Aggregation columns are generated columns: for each of the pivot column values a column group is created, and each column group will have all the aggregation columns defined in the view.

So an aggregation column won't have a stable id, but will be dynamic - therefore it doesn't have an id property, but rather a columnId property.

Note

When there are zero pivotColumns, there will be only as many aggregations columns generated as they are defined - since in this scenario, there are no pivot column values.

Example of a pivot view with no pivot columns, but 2 aggregation columns
const pivotView = {
  id: 'pivotView',
  pivotColumns: [],
  pivotAggregationColumns: [
    {
      columnId: 'stars',
      aggregation: 'sum',
      label: 'GH Stars (sum)',
    },
    {
      columnId: 'closed_issues_count',
      aggregation: 'sum',
      label: 'Closed Issues (sum)',
    },
  ],
};

When there are pivotColumns defined, for each pivot column value, there will be a column group created, and each column group will have all the aggregation columns defined in the view.

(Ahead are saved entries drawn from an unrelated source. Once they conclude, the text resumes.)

PR #1574, opened 2026-06-23
Add Grib 41

SebastianThomas:
## Description of Changes

This PR only adds support for the 4.41 Template type. It is basically a copy of the other types, but following the structure doc 4.41: https://www.cosmo-model.org/content/model/cosmo/grib/pdtemplate_4.41.htm

Has been tested on a File provided by MeteoSwiss: [ICON CH2 OGD](https://data.geo.admin.ch/browser/index.html#/collections/ch.meteoschweiz.ogd-forecasting-icon-ch2) -> Parameter POACsnc (CTRL), e.g., [here](https://data.geo.admin.ch/browser/index.html#/collections/ch.meteoschweiz.ogd-forecasting-icon-ch2/items/06222026-1200-0-poacsnc-ctrl-qxn4qn26?.asset=asset-icon-ch2-eps-202606221200-0-poacsnc-ctrl-grib2) (may be out of date when reviewing). 

Disclosure: The test case has been generated with AI following the structure of the PDS 4.40 test case. 

## PR Checklist

- [ ] Link to any issues that the PR addresses
- [x] Add labels
- [x] Open as a [draft PR](https://github.blog/2019-02-14-introducing-draft-pull-requests/)
       until ready for review
- [x] Make sure GitHub tests pass
- [x] Mark PR as "Ready for Review"

PR #1590, opened 2026-08-10
Add support for template 3.33

allanfrankwork:
## Description of Changes

Add support for grib files using grid definition template 3.33 (https://library.wmo.int/viewer/35625/download?file=WMO-306-v-I-2-2025_en.pdf&type=pdf&navigator=1 page 40.

GDS template 3.33 is the same as 3.30 except 4 additional values (nux, ncx, nuy and ncy).

I know of no public grib files that use 3.33 yet, so testing was done internally - and as I understand it, these 4 values are only used to be able to place the grib file in a larger context (so not used .

But even if those values are not used, parsing still fails with "Unsupported GDS type = 33" - therefore this PR.

## PR Checklist

- [x] Add labels
       until ready for review

### DIFF
--- a/grib/src/main/java/ucar/nc2/grib/grib2/Grib2Gds.java
+++ b/grib/src/main/java/ucar/nc2/grib/grib2/Grib2Gds.java
@@ -52,6 +52,9 @@ public abstract class Grib2Gds {
       case 30:
         result = new LambertConformal(data, 30);
         break;
+      case 33:
+        result = new LambertConformalWithModellingSubdomains(data, 33);
+        break;
       case 31:
         result = new AlbersEqualArea(data);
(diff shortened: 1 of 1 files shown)


allanfrankwork:
Labels grib2 and iosp: grib could be added.

lesserwhirls:
Thank you for your contribution! If you would not mind, could you let us know when a sample message would be available?

allanfrankwork:
Yes, I expect end of this year.

I had hoped to do something similar to https://github.com/Unidata/netcdf-java/pull/1574 for this once the index can be generated.

lesserwhirls:
Excellent, thank you @allanfrankwork!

Example of a pivot view with 1 pivot columns and 2 aggregation columns
const pivotView = {
  id: 'pivotView',
  pivotColumns: [
    {
      columnId: 'license',
    },
  ],
  pivotAggregationColumns: [
    {
      columnId: 'price',
      label: 'Price',
      aggregation: 'sum',
    },
    {
      columnId: 'price',
      label: 'Price',
      aggregation: 'avg',
    },
  ],
};

Each value in the license field in the example above, will have a corresponding column group, and each column group will have 2 aggregation columns - one for the sum of the price, and one for the average of the price.

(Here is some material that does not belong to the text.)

PR #1591, opened 2026-08-11
Expose `Grib2JpegDecoder`

archmoj:
## Description of Changes

- Change `Grib2JpegDecoder` constructor to public access modifier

To summarise, a pivot aggregation column can have the following properties:

  • id - the id of the group column - mandatory

  • label - the label of the group column - optional

  • aggregation - the aggregation to use - mandatory. Current available values are:

    • for dataType = number
      • sum
      • avg
      • min
      • max
      • count
      • distinct
    • for dataType = text
      • count
      • distinct
Example with one pivot column and 2 aggregation columns
Fork

The example has the following configuration

  • one pivot column defined - the language column.
  • two aggregations are configured - the stars and closed_issues_count columns are aggregated with the sum function.
  • one group column - group by license

Using group columns - via pivotGroupColumns

For defining grouping in pivot views, you need to use the pivotGroupColumns property, which will be an array of columns, each with an id property (this is the id that will be used for the respective group column).

Besides the id propety, a group column in pivot view needs to have a groupBy property (either a string or an array, just like group columns in table views), which references the column(s) to group by. So the values in the groupBy need to be columns already defined in the globalEntities.availableColumns object (or in the view.privateEntities.availableColumns).

Find Out More

See Defining Row Groups for more details on the definition of a group column. Group columns work the same in both table and pivot views.

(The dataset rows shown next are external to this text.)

PR #1602, opened 2026-09-15
grib2: do not emit Grib2_Statistical_Process_Type attribute when Variable has no intervals

### LINKED ISSUE #1600: grib2: "Grib2_Statistical_Process_Type" attribute has "UnknownStatType--1" for non-interval products

5.10.0
5.11.0 SNAPSHOT

### What went wrong?

A GRIB2 Variable with no time intervals always has a `Grib2_Statistical_Process_Type` attribute with the value `UnknownStatType--1`. (This happens because the string format is "UnknownStatType-%d" and the substitution is `-1`).

Although a minor issue, it's annoying and can cause confusion. I first thought this was out of date lookup tables, then concluded `UnknownStatType--1` is (unintentionally) a special string which means "no intervals".

The description of unrelated issue #730 shows exactly this happening.

### Relevant log messages

_No response_

No

### Code of Conduct

- [x] I agree to follow the UCAR/Unidata Code of Conduct

cambecc:
## Description of Changes

Fixes #1600.

The gist of this change is to:
  - guard emitting of this attribute with `getIntvType() >= 0`
  - annotate `getStatisticName()` as `@Nonnull` and use that to simplify the places it's called

## PR Checklist

- [ ] Add labels
       until ready for review


grib/src/main/java/ucar/nc2/grib/collection/Grib2Iosp.java
```diff
@@ -109,20 +107,14 @@ static String makeVariableLongName(Grib2Tables cust, GribCollectionImmutable.Var
...
+          f.format(" (%s %s)", intvName, statName);
         } else {
-          f.format(" (%s %s)", vindex.getIntvName(), intvName);
+          f.format(" (%s)", statName);
         }
-
-      } else if (vindex.getIntvType() >= 0) {
-        String intvName = cust.getStatisticNameShort(vindex.getIntvType());
-        f.format(" (%s)", intvName);
       }
```
cambecc, line 118: this block of logic becomes simpler now that `getStatisticNameShort` is `@Nonnull`

grib/src/main/java/ucar/nc2/grib/grib2/table/Grib2Tables.java
```diff
@@ -244,9 +247,10 @@ public String getStatisticName(int id) {
     return result;
   }
 
+  @Nonnull
   public String getStatisticNameShort(int id) {
     GribStatType stat = GribStatType.getStatTypeFromGrib2(id);
-    return (stat == null) ? "UnknownStatType-" + id : stat.toString();
+    return (stat == null) ? String.format("UnknownStatType%d", id) : stat.toString();
   }
```
cambecc, line 254: Slight change here to use the same pattern as "UnknownAerosolType%d"

grib/src/main/java/ucar/nc2/grib/grib2/table/NcepLocalTables.java
```diff
@@ -381,18 +384,17 @@ public GribStatType getStatType(int id) {
...
     if (id < 192)
       return super.getStatisticName(id);
     if (statName == null)
       statName = initTable410();
-    if (statName == null)
-      return null;
-    return statName.get(id);
+    String result = statName.get(id);
+    return result != null ? result : getStatisticNameShort(id);
   }
```
cambecc, line 395: Previously, `getStatisticName` would return `null` if either the table failed to load or the table did not have a value. (It would also attempt to load the table every time it was called.) This change falls back to `getStatisticNameShort`, which falls back to emitting "UnknownStatType" if the short stat name is not one of the hard-coded values, which I think is okay behavior.

lesserwhirls: Sounds good to me.

lesserwhirls (approved):
Thank you for your contribution!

Grouping with multiple individual group columns
const pivotGroupColumns = [
  {
    id: 'license-group';
    label: 'Type of License';
    groupBy: 'license';
  },
  {
    id: 'x';
    label: 'X';
    groupBy: 'language';
  },
];
Grouping with a single group columns that groups by multiple fields
const pivotGroupColumns = [
  {
    id: 'multi-group';
    label: 'Group by license and language';
    groupBy: ['license', 'language'];
  },
];

To summarise, a pivot group column can have the following properties:

  • id - the id of the group column - mandatory
  • groupBy - the column(s) to group by (string or string[]) - mandatory
  • label - the label of the group column - optional

Column totals

You can use showTotalColumns to decide whether and where to show column totals. Available options are:

  • false - don't show column totals
  • 'start' - show column totals at the start
  • 'end' - show column totals at the end

Default value is 'end'.

Note

This is only used if there are at least 2 pivot columns defined.

Pivot with showTotalColumns = start
Fork

There are two pivot columns - language and has_pages - and the showTotalColumns property is set to 'start'.